Эту проблему отсутствия системности в принципе невозможно решить одними только усилиями власти. И одними только усилиями общества — тоже невозможно. Что-то путное получается лишь тогда, когда эти две силы (хотя если вдуматься, власть — это всегда часть общества) соединяют усилия. Только таким образом в России может появиться, простите за тавтологию, налаженная система отбора системно мыслящих людей.

— А вам не кажется, что пока у нас до конца не получилось наладить даже «систему отбора» мэров и депутатов? Какова ваша точка зрения: удалось ли, например, власти вернуть доверие общества к институту выборов?

— А было ли это доверие изначально? Я считаю, что выборы в той форме, в какой они вошли в нашу жизнь на стыке 80-х и 90-х годов, достаточно долго воспринимались некритично. Для общества было достаточно того, что «новые» выборы в 90-е годы были совсем не похожи на «выборы» советские.

Что произошло дальше? Представьте себе, что вы подросток, который впервые в жизни учится ездить на велосипеде. Вы думаете лишь о том, что, как бы мне, дай бог, научиться на нем ездить! И только потом приходит понимание тонкостей: оказывается, велосипед старый, скрипит и колеса восьмеркой. Что-то подобное, с моей точки зрения, и произошло в нашей стране по отношению к выборам в 2011 году. Общество — или по меньшей мере его серьезная часть — дозрело до того, чтобы относиться к институту выборов более критично и серьезно, чем раньше.

— Повторю свой второй вопрос: созрело ли общество до того, чтобы по итогам выборного цикла-2013 относиться к институту выборов с большим доверием, чем в 2011 году?

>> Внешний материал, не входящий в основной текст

PR #486, opened 2026-06-05
Week2/Days 3, 4 & 5

Ebeene01:
Assignment Completed!!


week2/hypothesis-testing.R
```diff
@@ -146,10 +261,34 @@ ex2 <- read_csv("http://pluto.huji.ac.il/~msby/StatThink/Datasets/ex2.csv")
...
 #     the hypothesis test.
+ # The observed value 0.044 is very close to 0 and lies near the center of the distribution
+ # Based on the alternative hypothesis, the p-value is the proportion with 
+ # ptrtmt - pˆctrl >= 0.044 
+ # Based on the histogram, almost half of tge values are >0, and since 
+ # 0.044 is only slightly above 0, a large fraction of simulations are at least this large
+ # We can then estimate that p-value is around 0.4
+ # p-value > 0.05 --> can't reject the null hypothesis
+ # We are not convinced that having someone yawn nearby increases the likelihood of yawning
+
```
hannahcha417, line 291: The observed difference is actually not the p value! The p value can be estimated from the figure, and it comes out to around 0.54 (which is not a significant difference)

hannahcha417:
Great job on these assignments!! I left a small comment, but your work looks great otherwise :)

PR #492, opened 2026-06-06
Assignment for 3rd and 4 th day #week2

n-oli:
Hi Hannah, I am submitting both my 3rd and 4th day assignment through this pool request.


week2/hypothesis-testing.R
```diff
@@ -7,20 +7,38 @@ magnets <- read_csv("http://pluto.huji.ac.il/~msby/StatThink/Datasets/magnets.cs
...
+
+mean(magnets$change)#3.5
+
 # 2. Is the variable "active" a factor or a numeric variable?
+
+summary(magnets)
+str(magnets)
+# No it is not a factor, it is a character variable 
+
 # 3. Compute the average value of the variable "change" for the patients that
```
hannahcha417, line 19: It actually is a factor variable, although it is represented by numbers!

week2/hypothesis-testing.R
```diff
@@ -33,12 +51,46 @@ magnets <- read_csv("http://pluto.huji.ac.il/~msby/StatThink/Datasets/magnets.cs
...
+    mean_stat[n] <- mean(X)
+    median_stat[n] <- median(X)
+}
+mean(mean_stat)
+mean(median_stat)
+var(mean_stat)
+var(median_stat)
+#since var(median_stat) > var(mean_stat) so mean has smaller mean squared error
+
 # 2. Simulate the sampling distribution of average and the median of a sample
```
hannahcha417, line 72: In this case, you actually want to set std = sqrt(2), not just 2. The second parameter to the Normal() function is actually the variance, so you'll have to take the square root to convert!

hannahcha417:
Nice work on these assignments!!

PR #494, opened 2026-06-08
Assignments up to Week 2 Day 5 Part 1

pennywa:
Most recently completed is regression.R from Week 2 Day 5 Part 1.

Need to continue from Week 2 Day 5 Part 2.


hannahcha417:
Great work on these assignments!!

PR #1221, opened 2022-06-28
replace unique_tx_id by unique_transfer_id to match schema

soispoke:
This was causing the erc20 transfers uniqueness test to fail

*For Dune Engine V2*
I've checked that:


jeff-dude:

— Удалось ли создать доверие к институту выборов? Извините, но такие масштабные сдвиги в общественном сознании не могут произойти мгновенно. Чтобы подобное доверие возникло и укрепилось, обязательно должно пройти несколько выборных циклов. Однако несомненно то, что выборы мэра в Москве радикально отличались от тех выборов, какие мы считали нормой еще совсем недавно. Разумеется, во многих регионах, где выборы проходили одновременно с московскими, ничего особо не изменилось. Но это лишнее доказательство того, что системные политические перемены не происходят одномоментно. Такое явление, как «политическая инерция» системы, еще никому не удавалось отменить.

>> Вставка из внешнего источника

PR #1224, opened 2022-06-29
python version

dot2dotseurat:
Python do be pythoning. Switching versions. 

Adding a commit to spellbook to trigger the action to test it and then I'll drop the commit if it works. 

*For Dune Engine V2*
I've checked that:


soispoke (commented):
LGTM ! Let's see if it works now

soispoke (approved):

dot2dotseurat:
This is failing due to the creds in dbt but not the python version. I'm going to squash are merge but the job will continue to fail until the creds are fixed.

PR #1226, opened 2022-06-29
Update Oracles to OP

MSilb7:

*For Dune Engine V2*
I've checked that:


jeff-dude (approved):
@MSilb7 updated, thank you

PR #1229, opened 2022-06-30
insert 1inch into binance smart chain dex trades

yulesa:
Here are the tests conducted:

dune_user_generated function insert_oneinch: https://dune.com/queries/976454
Inserted data: https://dune.com/queries/900194
Statistics on the dune_user_generated table:  https://dune.com/queries/977445 and https://dune.com/queries/981257

I found issue with these tokens: ('\xa4b6E76bba7413B9B4bD83f4e3AA63cc181D869F', '\xe76804b43f17fc41f226d63fd2a676df409d4678', '\x587c16b84c64751760f6e3e7e32f896634704352'). Be in mind that these tokens are filtered on the statistic queries.
I think they are scam tokens, copying tokens with real value and shouldn't be on the prices.usd table. This needs to be fixed before approving the PR.

*For Dune Engine V2*
I've checked that:


jeff-dude (approved):
@yulesa this should be good to go

PR #1230, opened 2022-06-30
edit bsc prices file

jeff-dude:
remove four tokens which lead to irregular usd amounts in dex trades
issue found when building 1inch script to populate dex trades
#1229


dot2dotseurat (approved):
lgtm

— А не являются ли выборы в Москве доказательством того, что как только власть решает играть честно, она тут же оказывается в миллиметре если не от поражения, то от второго тура?

— Сказать, что Собянин оказался в миллиметре от поражения — это абсурд. Если бы он не выиграл в первом туре, то он бы выиграл во втором. И кто знает: может быть, такая победа выглядела бы даже еще более легитимно. И задним числом было бы гораздо больше уверенности в твердой основе для его позиции. Так что никакого поражения и близко не было. И допуск Навального на выборы тоже был не ошибкой, а разумным шагом.

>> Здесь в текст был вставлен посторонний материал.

PR #1231, opened 2022-06-30
erc721 category causing dupes

dot2dotseurat:
Multiple categories per collection is causing duplicate rows which our unit tests alerted us to. 

I'm dropping this column until we have a fix that will convert the category column into categories. 

*For Dune Engine V2*
I've checked that:

### DIFF
--- a/spellbook/models/balances/ethereum/erc721/balances_ethereum_erc721_hour.sql
+++ b/spellbook/models/balances/ethereum/erc721/balances_ethereum_erc721_hour.sql
@@ -28,8 +28,7 @@ SELECT
     b.wallet_address,
     b.token_address,
     b.tokenId,
-    nft_tokens.name as collection,
-    nft_tokens.category as category
+    nft_tokens.name as collection
 FROM daily_balances b
 INNER JOIN hours d ON b.hour <= d.hour AND d.hour < b.next_hour
 LEFT JOIN {{ ref('tokens_ethereum_nft') }} nft_tokens ON nft_tokens.contract_address = b.token_address
--- a/spellbook/models/tokens/ethereum/tokens_ethereum_schema.yml
+++ b/spellbook/models/tokens/ethereum/tokens_ethereum_schema.yml
@@ -41,7 +41,7 @@ models:
       sector: nft
       contributors: dot2dotseurat, hildobby
     config:
-      tags: ['tokens', 'ethereum', 'nft']
+      tags: ['tokens', 'ethereum', 'nft', 'erc721']
     description: >
         Selection of NFT token addresses.
     columns:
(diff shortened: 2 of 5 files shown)


dot2dotseurat:
@hildobby for transparency

spellbook/models/tokens/ethereum/tokens_ethereum_schema.yml
```diff
@@ -54,7 +54,7 @@ models:
       - name: standard
         tests:
           - accepted_values:
-              values: ['erc721', 'erc1155' , 'erc20', 'cryptopunks','superrare']
+              values: ['erc721', 'erc1155' , 'erc20', 'cryptopunks','superrare', 'unknown']
```
soispoke, line 57: Do we know what 'unknown' tokens are / where they come from ?

spellbook/models/balances/ethereum/erc721/balances_ethereum_erc721_hour.sql
```diff
@@ -22,14 +22,13 @@ with
...
 
-SELECT
+SELECT distinct
     'ethereum' as blockchain,
     d.hour,
     b.wallet_address,
     b.token_address,
     b.tokenId,
-    nft_tokens.name as collection,
-    nft_tokens.category as category
```
soispoke, line 32: Is deleting the whole category column the only/best way ? It seems like it's an easy/temporary fix but it would still be cool to include categories in erc721 balances. Wouldn't distinct fix it ?

dot2dotseurat: no, just a temp fix. we should try to do a group by list aggregation but I need to figure out how to do it in sparksql.

spellbook/models/tokens/ethereum/tokens_ethereum_schema.yml
dot2dotseurat: Screen Shot 2022-07-01 at 10 19 10 AM
dencentaland wearables?

soispoke: wow ok, i guess that is unknown

spellbook/models/balances/ethereum/erc721/balances_ethereum_erc721_hour.sql
soispoke: Ok, if you think it'll take a long time to find the right fix we can push this but it made me a bit hesitant at first because it kind of feels like it wouldn't be too much work to get it fixed without excluding categories

soispoke: I'll still approve I don't want it to block you or anything

soispoke (approved):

— А как вам кажется: современная Россия по-прежнему заражена «вирусом революции»?

— Не вижу ни одного признака.

— А разве тот путь, который предлагает Навальный — давайте сначала все разрушим, а потом подумаем, что вместо разрушенного построить, — это разве не «вирус революции» в его самом чистом виде?

— А вы что, видите что-нибудь серьезное идеологическое у Навального? На самом деле политическое движение и политическая движуха — это абсолютно разные вещи. Зайдите в любую пивную — и вы услышите там разговоры гораздо более радикальные, чем то, что когда-либо предлагал Навальный. Да, Навальный действительно сумел стать очень заметным блогером. Но мне кажется, что, например, Антон Носик — не менее значимый блогер. И что?

— А то, что человек, который получает столько голосов на выборах мэра Москвы, — это уже нечто гораздо большее, чем «заметный блогер», разве не так?

— Если говорить про его «политическую платформу» и про его политический стиль, то Навальный был и остается блогером. А то, что он получил много голосов (10% от числа жителей Москвы), — это связано не с тем, что он повел за собой множество людей. Это связано с тем, что есть много людей, которым нужен хоть кто-нибудь для того, чтобы через эту личность сфокусировать и выразить то, что их волнует и беспокоит. Реальный запрос общества обращен совсем не к Навальному. Навальный — в данном случае лишь эвфемизм.